Provided data Block Start
PR #685, opened 2017-10-10
Fix pdf sizing.

Tamba32:


src/shared/components/cancerSummary/CancerSummaryContent.tsx
```diff
@@ -343,8 +343,12 @@ export class CancerSummaryContent extends React.Component<ICancerSummaryContentP
 
     private downloadPdf() {
         const {anchor, width, height} = this.pdf;
-        const pdf = new jsPDF({orientation: 'l', unit:'mm', format:[width + 20, height + 20]})
-            .addImage(anchor, 'JPEG', 0,0)
+        let orientation = 'p';
```
alisman: no need to change b/c it's a super minor quibble but ternary would actually make this clearer.  again, no need to do anything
Provided data Block End
Each of the lines from the one holding "src/shared/components/cancerSummary/CancerSummaryContent.tsx" through the final line of the entries is to be set down exactly, and no others.

src/shared/components/cancerSummary/CancerSummaryContent.tsx
```diff
@@ -343,8 +343,12 @@ export class CancerSummaryContent extends React.Component<ICancerSummaryContentP
 
     private downloadPdf() {
         const {anchor, width, height} = this.pdf;
-        const pdf = new jsPDF({orientation: 'l', unit:'mm', format:[width + 20, height + 20]})
-            .addImage(anchor, 'JPEG', 0,0)
+        let orientation = 'p';
```
alisman: no need to change b/c it's a super minor quibble but ternary would actually make this clearer.  again, no need to do anything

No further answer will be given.